Another Try at Adding Some Gold Accents to a Pastel


'Gilded Afternoon'         11x14       pastel         ©Karen Margulis
available  $155
I am enjoying some bling this week. The other day I rediscovered my precious Henri Roche metallic pastels and it whet my appetite for more go the shiny stuff! I remembered I had a jar of gold powder form Schmincke. It is called Tro-Col-Bronze. It is a metallic powder with a dry gouache base. I bought it several years ago because it was beautiful but I had no idea what to do with it!


I tried sprinkling it into clear gesso but it lost its shiny glow and turned yellowish. That was not successful. For this painting experiment I sprayed some workable fixative where I wanted some golden shine. I then loaded a small brush with the gold powder and tapped it over the fixative. 

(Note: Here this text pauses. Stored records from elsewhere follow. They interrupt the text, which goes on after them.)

PR #771, opened 2026-06-20
chore: refactor to declare more types

phil-davis:
Trying some changes to type declarations now that PHP 8.2 is the minimum.

I thought that it might be easy to remove lots of `ReturnTypeWillChange`.
But it turns out to not always be simple. See a few comments below.

### DIFF
--- a/lib/Node.php
+++ b/lib/Node.php
@@ -1,5 +1,7 @@
 <?php
 
+declare(strict_types=1);
+
 namespace Sabre\VObject;
 
 use Sabre\Xml;
@@ -62,17 +64,12 @@ abstract class Node implements \IteratorAggregate, \ArrayAccess, \Countable, \Js
     /**
      * This method returns an array, with the representation as it should be
      * encoded in JSON. This is used to create jCard or jCal documents.
-     *
-     * @return array|string
      */
-    #[\ReturnTypeWillChange]
-    abstract public function jsonSerialize();
+    abstract public function jsonSerialize(): array|string|null;
 
     /**
      * This method serializes the data into XML. This is used to create xCard or
      * xCal documents.
-     *
-     * @param Xml\Writer $writer XML writer
      */
     abstract public function xmlSerialize(Xml\Writer $writer): void;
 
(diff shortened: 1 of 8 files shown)


lib/Node.php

That worked well! In fact it worked so well that I ended up with more gold than I wanted for this painting. I ended up adding more pastel to tone down the gold but I will keep this technique in mind for future subjects where I want more gold.

Note: I am reading the directions on the jar which recommends adding to water to obtain the brilliant bronze color. Hmmm now that gives me some ideas!  How would you use this shiny gold powder?



A UFO from the pile on Multimedia artboard
Today's painting actually began life as a discarded workshop painting. It was the start of a raven on Multimedia artboard.  I did an alcohol wash to tone the board and started over with my tree.

adding some rubbing alcohol to wash in the pastel
Below is the painting after adding the gold powder. It was too much for one spot but look how shiny it is! 
Adding the gold powder in the sunlit parts of the painting


1 comment:

robertsloan2art said...

I love this! I wanted to get some Tro-Cal years ago but Blick doesn't carry it any more. That was frustrating. I meant to use it with pastels to do gold washes over pastel primer, sprinkle it in various pastel areas and press it in, or use it in my medieval illuminations as a gold wash or ink. Lots of uses for the stuff and it came in a bright gold as well as a bronze. Now I have other gold water based things but the powder would still be useful in pasteling!

I'd just use it as a dry wash rather than a wet one unless going over the ground. I found out about the effect of clear primer on metallic anything with the gold acrylic underpainting when it turned to yellow ochre color instead. The acrylic gesso medium just kills metallic effects.

LOVE that painting. You used it so well and gave a glint of sun here, there, and everywhere! So bright and glorious!

I might also use it to embellish prints if I'm printing an artwork for holiday cards, just do gold metallic flourishes on the print.